Джону ещё дважды перепало шваброй по голове, прежде чем ему удалось сдвинуть верзилу в сторону и освободить Софию.
Испанка, углядев, на ком именно лежал её муж, разразилась новой серией проклятий, размахивая шваброй с удвоенным рвением. Теперь уже удары сыпались безостановочно, перепало и верзиле, и Джону, и Софии.
Едва сумев выбраться из-под шквального огня, Кэлтон поспешил увести девушку подальше от ревнивой жены, которая всё кричала и сыпала оскорблениями им вслед, но от своего мужа не отошла ни на шаг.
София испуганно жалась к Джону, вцепившись в его футболку. Кэлтон привёл её в небольшой сквер и усадил на скамейку недалеко от фонтана. Девушку трясло, она стучала зубами и отказывалась разжимать кулаки, державшие его за одежду. Джон осторожно взял её сцепленные пальцы в свои ладони и аккуратно распрямил.
– Я никуда не уйду, – успокоил он её и подошёл к фонтану.
Опустил в воду руки и смыл с них налипшую пыль, поплескал немного на лицо. Висок тут же защипало. Джон коснулся кожи пальцами и обнаружил небольшую ссадину.
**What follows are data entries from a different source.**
PR #13715, opened 2026-05-11
Preserve sessions when locking users

polypixeldev:
## Summary of the problem

In the past, we used to have soft deletion on user sessions. However, last year we switched to a new system without soft deletion - see #8950. In that PR, we forgot to update the `lock!` method, which still destroyed sessions instead of marking them as expired and signed out.

## Describe your changes

Mark sessions has expired and signed out instead of destroying when locking a user.

### DIFF
--- a/app/models/user.rb
+++ b/app/models/user.rb
@@ -374,7 +374,7 @@ class User < ApplicationRecord
     update!(locked_at: Time.now)
 
     # Invalidate all sessions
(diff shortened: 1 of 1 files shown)


Luke-Oldenburg (approved):
lgtm

garyhtou (commented):
good find 😭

– Что ей было нужно? – спросила София, усаживая на бортик фонтана и тоже плескаясь водой.
– Ты разлеглась прямо под её мужем, – усмехнулся Джон.
– Ну тогда её недовольство понятно, – девушка улыбнулась в ответ. – Ой, у тебя ранка…
Она подошла ближе и подняла руку, словно хотела коснуться, но не решилась.
– Нам нужна медицинская помощь. Идём, – София протянула руку и выжидающе посмотрела на него. Джон взял её ладонь и легонько сжал.
В ближайшей аптеке они купили пластырь и антисептик. И его сиделка наконец приступила к своим прямым обязанностям.
Джон не шевелился и даже, кажется, дышал через раз, когда она, подойдя очень близко, занялась его боевыми ранениями. Антисептик чуть щипал кожу, но Кэлтону казалось, что нежные женские пальцы одним прикосновением излечивают раны, забирают боль, дарят тепло и заботу.
Джон испытывал томительную нежность, о существовании которой раньше и не подозревал. Эта женщина нужна ему. Он это не просто чувствовал, он это знал. Наверняка.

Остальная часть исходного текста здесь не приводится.